» Records from a collection:
──────

PR #864, opened 2015-12-18
[JBIDE-21352] server adapter wiz: using the selected project in the visible project view

adietish:


plugins/org.jboss.tools.openshift.common.ui/src/org/jboss/tools/openshift/internal/common/ui/utils/UIUtils.java
```diff
@@ -289,18 +295,63 @@ public static boolean isSingleSelection(ISelection selection) {
...
+	/**
+	 * Returns the visible workbench parts which match the given ids. If no ids
+	 * are given all visible parts are returned.
+	 * 
+	 * @param partIds
+	 * @return
+	 * 
+	 * @see IWorkbenchPart
+	 */
+	public static List<IViewPart> getVisibleViewParts(String... partIds) {
```
fbricon: if partIds == null or length==0 return empty list

plugins/org.jboss.tools.openshift.common.ui/src/org/jboss/tools/openshift/internal/common/ui/utils/UIUtils.java
```diff
@@ -289,18 +295,63 @@ public static boolean isSingleSelection(ISelection selection) {
...
+		IWorkbenchWindow workbenchWindow = PlatformUI.getWorkbench().getActiveWorkbenchWindow();
+		IWorkbenchPage page = workbenchWindow.getActivePage();
+		List<IViewPart> parts = new ArrayList<>();
```
fbricon: List<IViewPart> parts = new ArrayList<>(partIds.length); //list size will be at most == to params length

plugins/org.jboss.tools.openshift.common.ui/src/org/jboss/tools/openshift/internal/common/ui/utils/UIUtils.java
```diff
@@ -289,18 +295,63 @@ public static boolean isSingleSelection(ISelection selection) {
...
+		List<String> partIdsList = null;
```
fbricon: List<String> partIdsList = Arrays.asList(partIds); //given we should check partIds is not null at the beginning

plugins/org.jboss.tools.openshift.common.ui/src/org/jboss/tools/openshift/internal/common/ui/utils/UIUtils.java
```diff
@@ -289,18 +295,63 @@ public static boolean isSingleSelection(ISelection selection) {
...
+	 * <ul>
+	 * <li>package explorer</li>
+	 * <li>project explorer</li>
+	 * <li>resource navigator</li>
+	 * </ul>
+	 * @return
+	 */
+	public static IViewPart getVisibleProjectsView() {
+		List<IViewPart> parts = getVisibleViewParts(PACKAGE_EXPLORER_ID, PROJECT_EXPLORER_ID, RESOURCE_NAVIGATOR_ID);
+		if (parts.isEmpty()) {
```
scabanovich: Ah, sorry, I am with a trifle.
List<IViewPart> getVisibleViewParts(String... partIds)
is good and may be even put to common.ui to be of use to all JBoss Tools.
But here, since we need only the first one visible of the listed parts, I would suggest one more method
IViewPart getFirstVisibleViewPart(String... partIds)
which would not build a list but return the first found visible part.

plugins/org.jboss.tools.openshift.common.ui/src/org/jboss/tools/openshift/internal/common/ui/utils/UIUtils.java
scabanovich: Comments to the method declare 'If no ids are given all visible parts are returned' - and that is implemented.

plugins/org.jboss.tools.openshift.common.ui/src/org/jboss/tools/openshift/internal/common/ui/utils/UIUtils.java
```diff
@@ -289,18 +295,63 @@ public static boolean isSingleSelection(ISelection selection) {
...
+			return null;
+		}
+		return parts.get(0);
```
scabanovich: Returned list does not keep the precedence set by the order of ids. Several views can be visible at the same time in different regions of window. Method getVisibleViewParts should sort the built list to match the order of ids.

plugins/org.jboss.tools.openshift.common.ui/src/org/jboss/tools/openshift/internal/common/ui/utils/UIUtils.java
adietish: +1

plugins/org.jboss.tools.openshift.common.ui/src/org/jboss/tools/openshift/internal/common/ui/utils/UIUtils.java
adietish: +1 slightly more performant since no array resizing

plugins/org.jboss.tools.openshift.common.ui/src/org/jboss/tools/openshift/internal/common/ui/utils/UIUtils.java
adietish:
```
		if (partIds != null) {
			partIdsList = Arrays.asList(partIds);
			parts = new ArrayList<>(partIds.length);
		} else {
			parts = new ArrayList<>();
		}
```
since calling getVisibleViewParts() would result in a null varargs array and is perfectly valid.

plugins/org.jboss.tools.openshift.common.ui/src/org/jboss/tools/openshift/internal/common/ui/utils/UIUtils.java
adietish: +1

plugins/org.jboss.tools.openshift.common.ui/src/org/jboss/tools/openshift/internal/common/ui/utils/UIUtils.java
adietish: +1

PR #874, opened 2016-01-04
JBIDE-21362 - process.waitFor needs a timeout when running adbinfo

robstryker:


plugins/org.jboss.tools.openshift.cdk.server/src/org/jboss/tools/openshift/cdk/server/core/internal/adapter/controllers/VagrantLaunchUtility.java
```diff
@@ -120,32 +126,104 @@ private ILaunchConfigurationWorkingCopy findLaunchConfig(IServer s, String launc
...
+		msg.append("\n\nProcess Error:\n");
+		lines = err;
+		for( int i = 0; i < lines.length; i++ ) {
+			msg.append("    ");
+			msg.append(lines[i]);
+		}
+		return msg.toString();
+	}
 	
+	private static class StreamGobbler implements Runnable {
```
fbricon: should implement AutoCloseable

plugins/org.jboss.tools.openshift.cdk.server/src/org/jboss/tools/openshift/cdk/server/core/internal/adapter/controllers/VagrantLaunchUtility.java
```diff
@@ -120,32 +126,104 @@ private ILaunchConfigurationWorkingCopy findLaunchConfig(IServer s, String launc
...
+		public synchronized boolean isCanceled() {
+			return canceled;
+		}
+		public synchronized void cancel() {
+			canceled = true;
+		}
+		public String[] getLines() {
+			return (String[]) lines.toArray(new String[lines.size()]);
+		}
+		public void cleanup() {
```
fbricon: rename as close() to match AutoCloseable

plugins/org.jboss.tools.openshift.cdk.server/src/org/jboss/tools/openshift/cdk/server/core/internal/adapter/controllers/VagrantLaunchUtility.java
```diff
@@ -120,32 +126,104 @@ private ILaunchConfigurationWorkingCopy findLaunchConfig(IServer s, String launc
...
-		BufferedReader buff = new BufferedReader(
-				new InputStreamReader(p.getInputStream()));
+		final Process p = Runtime.getRuntime().exec(cmd.toArray(new String[0]), envp, vagrantDir);
+
+		InputStream errStream = p.getErrorStream();
+		InputStream inStream = p.getInputStream();
+
+		StreamGobbler inGobbler = new StreamGobbler(inStream);
+		StreamGobbler errGobbler = new StreamGobbler(errStream);
+
```
fbricon: could instanciate in latter try(...), if  StreamGobbler is AutoCloseable

plugins/org.jboss.tools.openshift.cdk.server/src/org/jboss/tools/openshift/cdk/server/core/internal/adapter/controllers/VagrantLaunchUtility.java
```diff
@@ -120,32 +126,104 @@ private ILaunchConfigurationWorkingCopy findLaunchConfig(IServer s, String launc
...
+				// Timeout reached
+				inGobbler.cancel();
+				errGobbler.cancel();
+				throw new TimeoutException(getTimeoutError(inGobbler.getLines(), errGobbler.getLines()));
 			}
-		} catch(InterruptedException ie) {
-			// ignore
+			
+			return inGobbler.getLines();
+		} finally {
```
fbricon: unnecessary finally block if StreamGobbler is AutoCloseable

plugins/org.jboss.tools.openshift.cdk.server/src/org/jboss/tools/openshift/cdk/server/core/internal/adapter/controllers/VagrantLaunchUtility.java
```diff
@@ -120,32 +126,104 @@ private ILaunchConfigurationWorkingCopy findLaunchConfig(IServer s, String launc
...
+			inGobbler.cleanup();
+			errGobbler.cleanup();
 		}
-		return result.toArray(new String[0]);
 	}
 	
+	private static String getTimeoutError(String[] output, String[] err) {
+		StringBuffer msg = new StringBuffer();
```
fbricon: StringBuilder

plugins/org.jboss.tools.openshift.cdk.server/src/org/jboss/tools/openshift/cdk/server/core/internal/adapter/controllers/VagrantLaunchUtility.java
```diff
@@ -120,32 +126,104 @@ private ILaunchConfigurationWorkingCopy findLaunchConfig(IServer s, String launc
...
+				lines.add(line);
+			}
+		}
+		public synchronized boolean isCanceled() {
+			return canceled;
+		}
+		public synchronized void cancel() {
+			canceled = true;
+		}
+		public String[] getLines() {
```
fbricon: Why an array? List<String> is just as fine

plugins/org.jboss.tools.openshift.cdk.server/src/org/jboss/tools/openshift/cdk/server/core/internal/adapter/controllers/VagrantLaunchUtility.java
```diff
@@ -120,32 +126,104 @@ private ILaunchConfigurationWorkingCopy findLaunchConfig(IServer s, String launc
...
+			inGobbler.cleanup();
+			errGobbler.cleanup();
 		}
-		return result.toArray(new String[0]);
 	}
 	
+	private static String getTimeoutError(String[] output, String[] err) {
+		StringBuffer msg = new StringBuffer();
+		msg.append("Process output:\n");
+		String[] lines = output;
```
fbricon: if output was a list, then 
```java
lines.forEach(line -> msg.append("   ").append(line));
```

plugins/org.jboss.tools.openshift.cdk.server/src/org/jboss/tools/openshift/cdk/server/core/internal/adapter/controllers/VagrantLaunchUtility.java
```diff
@@ -120,32 +126,104 @@ private ILaunchConfigurationWorkingCopy findLaunchConfig(IServer s, String launc
...
+		return msg.toString();
+	}
 	
+	private static class StreamGobbler implements Runnable {
+		private Scanner inScanner;
+		private ArrayList<String> lines;
+		private boolean canceled = false;
+		private BufferedInputStream is;
+		public StreamGobbler(InputStream inStream) {
+			lines = new ArrayList<String>();
```
fbricon: new ArrayList<>();

scabanovich:
Method VagrantLaunchUtility.convertEnvironment(Map<String, String> env) can be enhanced:

	public static String[] convertEnvironment(Map<String, String> env) {
		if (env == null || env.size() == 0)
			return null;

		// Create a new map based on pre-existing environment of Eclipse
		Map<String, String> original = new HashMap<>(System.getenv());
		// Add new environment on top of existing
		original.putAll(env);		
		// Convert the combined map into a form that can be used to launch
		// process
		return original.entrySet().stream().map(e->e.getKey() + "=" + e.getValue()).collect(Collectors.toList()).toArray(new String[original.size()]);
	}

plugins/org.jboss.tools.openshift.cdk.server/src/org/jboss/tools/openshift/cdk/server/core/internal/adapter/controllers/VagrantLaunchUtility.java
```diff
@@ -120,32 +126,104 @@ private ILaunchConfigurationWorkingCopy findLaunchConfig(IServer s, String launc
...
+			is = new BufferedInputStream(inStream);
+			inScanner = new Scanner(is);
+		}
+
+		@Override
+		public void run() {
+			while (inScanner.hasNextLine() && !isCanceled()) {
+				String line = inScanner.nextLine();
+				lines.add(line);
```
scabanovich: When cancel() is called, this thread can be right before adding line to lines, and that may cause concurrent exception while the other thread calls getLines() or works with list if getLines() will return list. I suggest wrap it with

		synchronized (this) {
			if(!isCanceled()) {
				lines.add(line);
			}
		}

and call cancel() as the first command in getLines().

plugins/org.jboss.tools.openshift.cdk.server/src/org/jboss/tools/openshift/cdk/server/core/internal/adapter/controllers/VagrantLaunchUtility.java
adietish: array makes sure that consumer is not operating on the same list. Can be achieved via array or Collections.unmodifiableList or ...

plugins/org.jboss.tools.openshift.cdk.server/src/org/jboss/tools/openshift/cdk/server/core/internal/adapter/controllers/VagrantLaunchUtility.java
adietish:
```
if (!isCanceled()) {
     synchronized (lines) {
           lines.add(line);
     }
}
```

and the corresponding lock when getting lines.

or simply use a concurrent collection: CopyOnWriteArrayList, ConcurrentLinkedQueue etc.

plugins/org.jboss.tools.openshift.cdk.server/src/org/jboss/tools/openshift/cdk/server/core/internal/listeners/ConfigureDependentFrameworksListener.java
```diff
@@ -221,14 +217,13 @@ private ADBInfo loadADBInfo(IServer server) {
...
-			ce.printStackTrace(); // TODO log
+		} catch(IOException | TimeoutException ce) {
+			CDKCoreActivator.pluginLog().logError("Unable to successfully complete a call to vagrant adbinfo. ", ce);
 		}
 		return null;
 	}
 	
 	private static class ADBInfo {
-		// Mocked
 		private int openshiftPort = 8443;
```
adietish: static final?

adietish: static final?

plugins/org.jboss.tools.openshift.cdk.server/src/org/jboss/tools/openshift/cdk/server/core/internal/listeners/ConfigureDependentFrameworksListener.java
```diff
@@ -221,14 +217,13 @@ private ADBInfo loadADBInfo(IServer server) {
...
 		private String openshiftHost = "https://10.1.2.2";
```
adietish: static final?

plugins/org.jboss.tools.openshift.cdk.server/src/org/jboss/tools/openshift/cdk/server/core/internal/listeners/ConfigureDependentFrameworksListener.java
```diff
@@ -240,7 +235,6 @@ public ADBInfo(HashMap<String,String> env) {
 				URI url = new URI(dockerHost);
 				String h = url.getHost();
 				openshiftHost = "https://" + h;
-				//openshiftPort = url.getPort();  // i don't believe this is the correct port. This is for docker
 			} catch(URISyntaxException murle) {
```
adietish: Why should this be catched? Shouldn't this make it to the caller that then can react accordingly?

plugins/org.jboss.tools.openshift.cdk.server/src/org/jboss/tools/openshift/cdk/server/core/internal/listeners/ConfigureDependentFrameworksListener.java
robstryker: What are the benefits to making the inner static class final? I don't imagine there are many here. Since it's private, no subclass can override it anyway.

plugins/org.jboss.tools.openshift.cdk.server/src/org/jboss/tools/openshift/cdk/server/core/internal/adapter/controllers/VagrantLaunchUtility.java
scabanovich: Or return new ArrayList(lines)

plugins/org.jboss.tools.openshift.cdk.server/src/org/jboss/tools/openshift/cdk/server/core/internal/adapter/controllers/VagrantLaunchUtility.java
```diff
@@ -120,32 +119,93 @@ private ILaunchConfigurationWorkingCopy findLaunchConfig(IServer s, String launc
...
+		return msg.toString();
+	}
 	
+	private static class StreamGobbler implements Runnable, AutoCloseable {
+		private Scanner inScanner;
+		private CopyOnWriteArrayList<String> lines;
+		private boolean canceled = false;
+		private BufferedInputStream is;
+		public StreamGobbler(InputStream inStream) {
+			lines = new CopyOnWriteArrayList<>();
```
scabanovich: CopyOnWriteArrayList makes complete copy of its array when adding each element. If the number of lines may be more than 100, it will impact performance.
If getLines() be started with cancel() before return lines, then no item will be added to the list after getLines() is called.

robstryker: I'd rather not design the class such that calling getLines() cancels further reading.

scabanovich: Then getLines() may be synchronized and return copy of List - it will be only one copy instead of copy per adding an item.

PR #876, opened 2016-01-05
[JBIDE-21399] keep the editor dirty if resource save/update failed

fbricon:


plugins/org.jboss.tools.openshift.ui/src/org/jboss/tools/openshift/internal/ui/property/OpenShiftResourceDocumentProvider.java
```diff
@@ -85,8 +85,9 @@ public IClient visit(IClientCapability cap) {
 			@Override
 			protected IStatus run(IProgressMonitor monitor) {
 				try {
-					client.update(newResource);//should run in job as well
+					client.update(newResource);
 				} catch (OpenShiftException e) {
+					setDirty(element);
```
scabanovich: As it notifies ui, probably setDirty should be called with Display.getDefault().asyncExec().
In this case, it is guaranteed to be called after AbstractDocumentProvider.SaveOperation sets editor state saved and setting it dirty will not be overrun.

PR #879, opened 2016-01-06
[JBIDE-21413] Update for changes to Service#getTargetPort returning string

jcantrill:


jcantrill:
@fbricon @adietish  was planning to just merge this with the change to the restclient so it doesnt hold up anyone.  should only be changes to make things work correctly

PR #884, opened 2016-01-07
[JBIDE-21415] Update deployment mapper to properly populate tab content

jcantrill:


jcantrill:
cc @adietish @fbricon

plugins/org.jboss.tools.openshift.core/src/org/jboss/tools/openshift/internal/core/util/ResourceUtils.java
```diff
@@ -64,4 +65,24 @@ private static boolean inCollection(String item, final Collection<String> texts)
...
+	/**
+	 * Determine if the source map overlaps the target map (i.e. Matching a service to a pod). There
+	 * is  match iff the target includes all the the keys from the source and those keys have
+	 * matching values
+	 * 
+	 * @param source
+	 * @param target
+	 * @return true if there is overlap; false; otherwise
+	 */
+	public static boolean selectorsOverlap(Map<String, String> source, Map<String, String> target) {
```
fbricon: this is a public method so better perform some null checks, or at least use assert statements

plugins/org.jboss.tools.openshift.core/src/org/jboss/tools/openshift/internal/core/util/ResourceUtils.java
```diff
@@ -64,4 +65,24 @@ private static boolean inCollection(String item, final Collection<String> texts)
...
+		if(!target.keySet().containsAll(source.keySet())) {
+			return false;
+		}
+		for (String key : source.keySet()) {
+			if(!target.get(key).equals(source.get(key))) {
```
fbricon: Use Objects.deepEquals(target.get(key), source.get(key)), it's null safe

PR #889, opened 2016-01-08
[JBIDE-21428] look up oc binary in preferences and fall back to $PATH

adietish:


plugins/org.jboss.tools.openshift.core/src/org/jboss/tools/openshift/internal/core/preferences/OCBinary.java
```diff
@@ -35,20 +48,30 @@ public String getName() {
...
+	 * Returns the location from preferences or looks it up on the path.
+	 * 
+	 * @return
+	 */
+	public String getLocation() {
+		String location = OpenShiftCorePreferences.INSTANCE.getOCBinaryLocation();
+		if (StringUtils.isBlank(location)) {
+			location = findLocation();
 		}
+		return location;
```
scabanovich: Then OpenShiftPreferencePage and OpenShiftCorePreferenceInitializer cannot use that method, they need 'pure' search for default in $PATH.

adietish: I did that, the OpenShiftCorePreferenceInitializer now calls 
```
		String location = OCBinary.getInstance().findLocation();
```
right?

adietish:
I now also included your changes to OpenShiftPreferencePage.
@scabanovich plz review

plugins/org.jboss.tools.openshift.core/src/org/jboss/tools/openshift/internal/core/preferences/OpenShiftCorePreferenceInitializer.java
```diff
@@ -22,9 +23,9 @@
 	@Override
 	public void initializeDefaultPreferences() {
 		IEclipsePreferences defaultPreferences = ((IScopeContext)DefaultScope.INSTANCE).getNode(OpenShiftCoreActivator.PLUGIN_ID);
-		
-		String location = OCBinaryName.getInstance().getLocation();
```
adietish: as you suggested, we're now using #findLocation (which only looks up in $PATH)

plugins/org.jboss.tools.openshift.core/src/org/jboss/tools/openshift/internal/core/preferences/OCBinary.java
scabanovich: Oh, yes. I would vote for getDefaultLocation(), name findLocation() remained obscure to me. But it is ok, as is done.

scabanovich:
It looks good to me.

adietish:
ok, thanks!

robstryker:
What was the logic of only searching the $PATH directly? Sometimes (such as on mac) the binary may be placed in a folder that's not on the default path, or that's only on the path when using a command line shell but not eclipse's path. 

Eclipse gets a path when it is run. If the user then goes and changes the path (After discovering an error for example), do we really want him to reboot his workspace? Or do we just want to be able to find it seamlessly by running a bash command in the background to see if it's on the path now? 

The full logic of CommandLocationBinary will check the PATH passed to eclipse environment, but if it still can't find it, will run bash in the background. This allows the user to update the PATH via export PATH=etc on the command line without having to reboot eclipse.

──────

» Task requirements:
Across the data, pull every line containing the string "StreamGobbler".

» Output:
+	private static class StreamGobbler implements Runnable {
+		StreamGobbler inGobbler = new StreamGobbler(inStream);
+		StreamGobbler errGobbler = new StreamGobbler(errStream);
fbricon: could instanciate in latter try(...), if  StreamGobbler is AutoCloseable
fbricon: unnecessary finally block if StreamGobbler is AutoCloseable
+	private static class StreamGobbler implements Runnable {
+		public StreamGobbler(InputStream inStream) {
+	private static class StreamGobbler implements Runnable, AutoCloseable {
+		public StreamGobbler(InputStream inStream) {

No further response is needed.